What the task asks => Type out every entry again, character for character.

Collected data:
◆ ◆ ◆ ◆
PR #122, opened 2026-05-11
fix(go): number(38, 11) crashes when UseHighPrecision is false

alokdevrani:
Fix: NUMBER(38, 11) crash when use_high_precision=false
**Problem**
When querying a NUMBER(p, s) column with precision ≥ 19 and scale > 0 via the ADBC stack (Implementation="2.0") with use_high_precision=false, Snowflake sends the column as int64 on the Arrow wire (unscaled integer). The driver then attempted a direct int64 → float64 safe cast via compute.Divide, which Arrow rejects for values exceeding 2^53 (9,007,199,254,740,992):

[DataSource.Error] invalid: integer value 42135425651100000 not in range:-9007199254740992 to 9007199254740992
Root cause: In getTransformer (record_reader.go), the guard routing high-precision integers through the safe Decimal128 intermediate path was:

if srcMeta.Precision > 15 && srcMeta.Precision < 19  // ← missed precision ≥ 19

Any NUMBER(p, s) with p ≥ 19 and s > 0 fell through to the direct compute.Divide path, where unscaled values > 2^53 caused a range error.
◆ ◆ ◆ ◆
Response below =>
PR #122, opened 2026-05-11
fix(go): number(38, 11) crashes when UseHighPrecision is false

alokdevrani:
Fix: NUMBER(38, 11) crash when use_high_precision=false
**Problem**
When querying a NUMBER(p, s) column with precision ≥ 19 and scale > 0 via the ADBC stack (Implementation="2.0") with use_high_precision=false, Snowflake sends the column as int64 on the Arrow wire (unscaled integer). The driver then attempted a direct int64 → float64 safe cast via compute.Divide, which Arrow rejects for values exceeding 2^53 (9,007,199,254,740,992):

[DataSource.Error] invalid: integer value 42135425651100000 not in range:-9007199254740992 to 9007199254740992
Root cause: In getTransformer (record_reader.go), the guard routing high-precision integers through the safe Decimal128 intermediate path was:

if srcMeta.Precision > 15 && srcMeta.Precision < 19  // ← missed precision ≥ 19

Any NUMBER(p, s) with p ≥ 19 and s > 0 fell through to the direct compute.Divide path, where unscaled values > 2^53 caused a range error.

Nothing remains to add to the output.